What the task asks: In the entries below, find each line with the word "uses" and pull it out.

Data to use:

PR #228, opened 2016-07-31
Do not parameterize license text (fixes #227)

### LINKED ISSUE #227: Do no parametrize the BSD license
### Description
In https://github.com/audreyr/cookiecutter-pypackage/blob/cbcdd19a64aaa0c5bcbcc723c75628f44b13f525/%7B%7Bcookiecutter.project_slug%7D%7D/LICENSE#L27 the project name is added to a BSD license template.

I maintain https://github.com/nexB/scancode-toolkit that does detect licenses and creating multiple variants of the BSD is not a great idea for detection nor for helping downstream users.
Instead I suggest using the working of the SPDX licenses list  and not inject any name in the license templates (disclaimer I am a cofounder of SPDX)
http://spdx.org/licenses/BSD-3-Clause.html

eliasdorneles:
Avoid parameterizing BSD license text by using revised version (text from: http://spdx.org/licenses/BSD-3-Clause.html).

This is better for users too, no need to update the license text in case they decide to change the project name.

### DIFF
--- a/{{cookiecutter.project_slug}}/LICENSE
+++ b/{{cookiecutter.project_slug}}/LICENSE
@@ -24,7 +24,7 @@ are permitted provided that the following conditions are met:
   list of conditions and the following disclaimer in the documentation and/or
   other materials provided with the distribution.
 
-* Neither the name of {{ cookiecutter.project_name }} nor the names of its
+* Neither the name of the copyright holder nor the names of its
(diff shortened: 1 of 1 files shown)


eliasdorneles:
Merging this to move things forward.
Thanks for reporting @pombredanne

PR #234, opened 2016-08-17
Removing execute permissions

ParthKolekar:


eliasdorneles:
Right, that's better, thanks @ParthKolekar !

PR #240, opened 2016-08-26
Update GPL license classifier

glogiotatidis:
According to https://pypi.python.org/pypi?%3Aaction=list_classifiers the name for GPL license classifier is incomplete and pypi will not accept the package.


eliasdorneles:
Thanks @glogiotatidis !

PR #243, opened 2016-08-29
ignore .python-version file ( a pyenv configuration file)

luzfcb:
ignore .python-version file ( a pyenv configuration file)

https://github.com/yyuu/pyenv#choosing-the-python-version


eliasdorneles:
Thanks @luzfcb !

Issue #254, opened 2016-10-03
Proposed changes to test suite


mandeep:
Hi cookiecutters,

I noticed that the test suite in the project is using the unittest style tests for pytest (setup, teardown, etc.). I think these tests should be changed to use pytest fixtures and other pytest style tests. It also looks like the test function for click's CliRunner is written for both pytest and unittest, I propose just having one function in order to avoid duplication. Another thing I noticed is that the test file ends with if dunder name == dunder main. I propose that this be removed since unittest is discoverable with python -m unittest discover. One last thing, which I think can be debated, the tests directory is in the project slug's root directory. I propose moving this directory inside the package directory. Please let me know what you think and I will be happy to submit a pull request for any of the approved changes.

Proposed changes:

- Convert pytest tests from unittest style to pytest style
- Remove duplication of the cli test function (CliRunner)
- Remove if dunder name == dunder main since unittest is discoverable
- Move tests directory inside package directory

eliasdorneles:
Hm, I'd rather keep the tests directory where it is.
What's your motivation for moving them to inside the package?

The other changes sound okay to me, though I wonder if removing dunder name == dunder main could break `python setup.py test` -- that's something to check.

In any case, the best to way to move forward is to submit a PR and we can discuss it there. ;-)

mandeep:
Hi @eliasdorneles, since the tests are testing the CLI application that is in the package, it makes more sense to me to move the directory inside the package directory. I'll submit a PR and we can go from there. 

Thanks!

eliasdorneles:
Well, [both layouts are common practices](http://doc.pytest.org/en/latest/goodpractices.html#choosing-a-test-layout-import-rules) and while I understand some people might like it different, I see no point on changing the current one -- which is valid, has been tested, and users are already familiar with it.

mandeep:
Great points, I'll leave it be and focus on the other changes.

eliasdorneles:
Closed by #255

egberts:
This article details the various Python directory layouts:  https://blog.ionelmc.ro/2014/05/25/python-packaging/

PR #255, opened 2016-10-03
Removed unittest style from pytest tests and removed if __name__ == _…

mandeep:
In reference to #254 I changed the style of the pytest tests to be more inline with the typical pytest convention. I added a pytest fixture and a test function that uses the fixture as an argument. I also removed the if dunder name == dunder main from the unittest tests. With the tests directory listed in the test_suite keyword argument of setup() in setup.py, 'python setup.py test' will discover the tests automatically without the need for the dunder statement.

### DIFF
--- a/{{cookiecutter.project_slug}}/tests/test_{{cookiecutter.project_slug}}.py
+++ b/{{cookiecutter.project_slug}}/tests/test_{{cookiecutter.project_slug}}.py
@@ -26,30 +26,26 @@ from {{ cookiecutter.project_slug }} import cli
 
 
 {% if cookiecutter.use_pytest == 'y' -%}
-class Test{{ cookiecutter.project_slug|title }}(object):
+@pytest.fixture
+def some_fixture():
+    pass
 
-    @classmethod
-    def setup_class(cls):
-        pass
 
-    def test_something(self):
-        pass
+def test_something(some_fixture):
+    pass
+
 
 {%- if cookiecutter.command_line_interface|lower == 'click' %}
-    def test_command_line_interface(self):
-        runner = CliRunner()
-        result = runner.invoke(cli.main)
-        assert result.exit_code == 0
-        assert '{{ cookiecutter.project_slug }}.cli.main' in result.output
-        help_result = runner.invoke(cli.main, ['--help'])
-        assert help_result.exit_code == 0
-        assert '--help  Show this message and exit.' in help_result.output
+def test_command_line_interface(self):
+    runner = CliRunner()
+    result = runner.invoke(cli.main)
+    assert result.exit_code == 0
+    assert '{{ cookiecutter.project_slug }}.cli.main' in result.output
+    help_result = runner.invoke(cli.main, ['--help'])
+    assert help_result.exit_code == 0
+    assert '--help  Show this message and exit.' in help_result.output
 
 {%- endif %}
-
-    @classmethod
-    def teardown_class(cls):
-        pass
 {% else %}
 class Test{{ cookiecutter.project_slug|title }}(unittest.TestCase):
 
@@ -72,8 +68,4 @@ class Test{{ cookiecutter.project_slug|title }}(unittest.TestCase):
         assert '--help  Show this message and exit.' in help_result.output
 
 {%- endif %}
-
-
-if __name__ == '__main__':
-    sys.exit(unittest.main())
 {%- endif %}
--- a/{{cookiecutter.project_slug}}/tests/test_{{cookiecutter.project_slug}}.py
+++ b/{{cookiecutter.project_slug}}/tests/test_{{cookiecutter.project_slug}}.py
@@ -27,16 +27,24 @@ from {{ cookiecutter.project_slug }} import cli
 
 {% if cookiecutter.use_pytest == 'y' -%}
 @pytest.fixture
-def some_fixture():
+def response():
+    """Sample pytest fixture.
+    See more at: http://doc.pytest.org/en/latest/fixture.html
+    """
+    # import requests
+    # return requests.get('https://github.com/audreyr/cookiecutter-pypackage')
     pass
 
 
-def test_something(some_fixture):
+def test_response(response):
+    """Sample pytest test function with the pytest fixture as an argument.
+    """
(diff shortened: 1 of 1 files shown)


{{cookiecutter.project_slug}}/tests/test_{{cookiecutter.project_slug}}.py
```diff
@@ -26,30 +26,26 @@
...
 {%- if cookiecutter.command_line_interface|lower == 'click' %}
-    def test_command_line_interface(self):
-        runner = CliRunner()
-        result = runner.invoke(cli.main)
-        assert result.exit_code == 0
-        assert '{{ cookiecutter.project_slug }}.cli.main' in result.output
-        help_result = runner.invoke(cli.main, ['--help'])
-        assert help_result.exit_code == 0
-        assert '--help  Show this message and exit.' in help_result.output
+def test_command_line_interface(self):
```
eliasdorneles: the `self` parameter should be removed

{{cookiecutter.project_slug}}/tests/test_{{cookiecutter.project_slug}}.py
```diff
@@ -26,30 +26,26 @@
 
 
 {% if cookiecutter.use_pytest == 'y' -%}
-class Test{{ cookiecutter.project_slug|title }}(object):
+@pytest.fixture
+def some_fixture():
+    pass
```
eliasdorneles: We could have a bit more code here to showcase how this works, for users not already familiar with pytest fixtures?

Perhaps something like:

```
@pytest.fixture
def db_transaction():
    """Sample pytest fixture
    See more at: http://doc.pytest.org/en/latest/fixture.html
    """
    # setup code, e.g. db.beginTransaction()
    yield
    # teardown code, e.g. db.rollback()
```

{{cookiecutter.project_slug}}/tests/test_{{cookiecutter.project_slug}}.py
mandeep: Good catch :smiley:

{{cookiecutter.project_slug}}/tests/test_{{cookiecutter.project_slug}}.py
mandeep: I agree, however instead of using a database transaction what do you think about creating a fixture that uses the requests library and returns a requests object? Or maybe we could include both the database transaction and the requests object to show that more than one fixture can be used?

eliasdorneles: Hm, the code shouldn't expect any dependency to be installed.
It may be best to leave just a comment.

mandeep: Thanks, I should have clarified that this would have just been a comment.

eliasdorneles: Right, much better to discuss these things after having some code. :)

So, to be honest I don't really like the fixture from the example.
Although it's illustrative of what you can do with fixtures, it doesn't represent well what one would want to do with a test.

The sample code is basically testing the fixture, and for a real test one would want to have just setup code in the fixture, and the code to be exercised in the tests itself.

Also, I'm feeling the lack of a teardown-equivalent example in pytest -- it would be nice to mirror what we have in the unittest code.

I propose:

```
@pytest.fixture
def some_fixture():
    # put your setup code to run before the test here
    yield
    # put your teardown code to run after the test run
```

Btw, I'm not completely sure if the above is the equivalent of setup / teardown -- do you happen to know if the code after the yield would run even if the test code raised an exception?

mandeep: The pytest fixture isn't really a replacement of the setup and teardown methods of unittest, I believe it's more of an improvement that changes how tests are created. If a user decided to use a pytest fixture as the setup and teardown methods in their code, they would use yield as you mentioned, and the code would continue to run in a test regardless of exception status.

I see your point about the test function testing the fixture, rather than something else independently. 

So instead of:
```
def test_response(response):
    """Sample pytest test function with the pytest fixture as an argument.
    """
    # assert response.status_code == 200
    pass
```

We could do something like:
```
def test_content(response):
    """Sample pytest test function with the pytest fixture as an argument.
    """
    # from bs4 import BeautifulSoup
    # assert 'class' in BeautifulSoup(response.content)
    pass
```

eliasdorneles: Well, okay, so what's the idiomatic way of doing setup/teardown w/ pytest?

Do we leave that to users figure out? Do we assume users that choose to use pytest already know it?

mandeep: The documentation lists this example for setup/teardown:

```
import smtplib
import pytest

@pytest.fixture(scope="module")
def smtp(request):
    smtp = smtplib.SMTP("smtp.gmail.com")
    yield smtp  # provide the fixture value
    print("teardown smtp")
    smtp.close()
```

I'm not really sure if we should provide an example of this to the user, or if we should let them read the documentation to figure it out. On IRC, the biggest problem I see with users new to pytest is that they are unable to wrap their head around being able to define functions as fixtures that are then passed as arguments to the test functions. From what I've seen, once they see how fixtures are used, they typically figure out how to do the rest.

eliasdorneles:
Thanks @mandeep !

mandeep:
@eliasdorneles Thank you! I'm okay with you closing #254 if need be.

mandeep:
@eliasdorneles I just noticed that line 42 in the tests file states:

```
# assert 'GitHub' in BeautifulSoup(r.content).title.string
```

when it should be:

```
 # assert 'GitHub' in BeautifulSoup(response.content).title.string
```

My apologies for this typo. Should I submit a new pull request with the fix?

eliasdorneles:
Oh, I missed it in the review.
Yea, feel free to send a new PR, thanks.

PR #262, opened 2016-10-22
On pypi.org, keywords are a list of strings

benjaoming:
Example:
https://pypi.org/project/wiki/

Code:
https://github.com/django-wiki/django-wiki/commit/688999ebce5cc2ddeb65c9383fd375c2f7b9dc26

### DIFF
--- a/{{cookiecutter.project_slug}}/setup.py
+++ b/{{cookiecutter.project_slug}}/setup.py
@@ -54,7 +54,7 @@ setup(
     license="{{ cookiecutter.open_source_license }}",
 {%- endif %}
     zip_safe=False,
-    keywords='{{ cookiecutter.project_slug }}',
+    keywords=['{{ cookiecutter.project_slug }}',],
     classifiers=[
         'Development Status :: 2 - Pre-Alpha',
         'Intended Audience :: Developers',


eliasdorneles:
Has this changed recently?

From a quick google research, I only find it as a space separated string, including [the PyPA sample project](https://github.com/pypa/sampleproject/blob/master/setup.py#L68) and [setuptools basic example](http://setuptools.readthedocs.io/en/latest/setuptools.html?highlight=keywords#basic-use).

benjaoming:
It's a bit confusing... but after this [1] change, keywords need to be either comma/semicolon-separated or as a list. I don't think docs are updated correctly. I can try verifying the actual state of things.. if what has happens is what I think it is, then PyPi.org development should assure with their changes that they're 100% docs-driven.

[1] https://github.com/pypa/warehouse/pull/975

eliasdorneles:
From a quick look at that code, it looks like space-separated is still supported: https://github.com/pypa/warehouse/pull/975/files#diff-387b0e7ca289cf745391093d2e5f6f1dR108

And it should, it would be silly to require every package to change their setup.py :)

benjaoming:
Okay, I had the issue not more than a couple of weeks ago on pypy.org so I figured the PR from february wasn't it.. but the issue *is* fixed now, verified it... spaces do work. The issue was that pypi.org would display "k, e, y, w, o, r, d, 1"

Thanks for following up @eliasdorneles 

Closing this, since it's not decided to formalize the list version in the docs (it does work on the old pypi.python.org, too).

eliasdorneles:
Gotcha!
Thanks for digging it, anyway! :+1:

PR #263, opened 2016-10-25
Remove auto-generated comment :)

benjaoming:
I guess the generated docs files are quite modified compared to what sphinx autogenerates, so we can remove this :)


benjaoming:
Apparently I end all sentences with smileys right now :)

eliasdorneles:
Right, makes sense!

PR #267, opened 2016-11-07
Invoke py.test correctly with coverage run

benjaoming:
If I run `make coverage` (Python 3.5), I get:

``` 
$> make coverage 
coverage run --source my_project py.test
No file to run: 'py.test'
Makefile:64: recipe for target 'coverage' failed
make: *** [coverage] Error 1
```

Correct invocation is to use the -m switch.

http://stackoverflow.com/a/16524426/405682


eliasdorneles:
Thanks @benjaoming !

PR #284, opened 2016-12-14
ENH: cli:main: sys.exit(zero_returncode)

westurner:


pydanny:
Can you point to where this practice is documented within Click?

westurner:
I suppose this is redundant but otherwise good practice.

http://click.pocoo.org/5/exceptions/#where-are-errors-handled

- https://github.com/pallets/click/issues/270
  - https://github.com/pallets/click/pull/765
- https://github.com/pallets/click/issues/747

westurner:
(as long as it's correct) it's a best practice to explicitly return a zero returncode on non-error so that other commands can be logically chained:

```bash
cookiecutter <args> && echo 'Done'
```

pydanny:
Wow, thanks for instructing me!

PR #294, opened 2017-01-23
lgiordani fork added

lgiordani:
I added my fork that uses the punch version updater instead of bumpversion


lgiordani:
Thank you!

PR #299, opened 2017-02-14
Use find_packages instead

jonathan-s:
I recently created a project and using find_packages instead of manually defining where the packages are helped me get this working. With manually defining the packages it's easy to get in a situation where you get import errors (which I did). So it's really preferable to use `find_packages`

### DIFF
--- a/{{cookiecutter.project_slug}}/setup.py
+++ b/{{cookiecutter.project_slug}}/setup.py
@@ -1,7 +1,7 @@
 #!/usr/bin/env python
 # -*- coding: utf-8 -*-
 
-from setuptools import setup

Response box:
In reference to #254 I changed the style of the pytest tests to be more inline with the typical pytest convention. I added a pytest fixture and a test function that uses the fixture as an argument. I also removed the if dunder name == dunder main from the unittest tests. With the tests directory listed in the test_suite keyword argument of setup() in setup.py, 'python setup.py test' will discover the tests automatically without the need for the dunder statement.
mandeep: I agree, however instead of using a database transaction what do you think about creating a fixture that uses the requests library and returns a requests object? Or maybe we could include both the database transaction and the requests object to show that more than one fixture can be used?
I added my fork that uses the punch version updater instead of bumpversion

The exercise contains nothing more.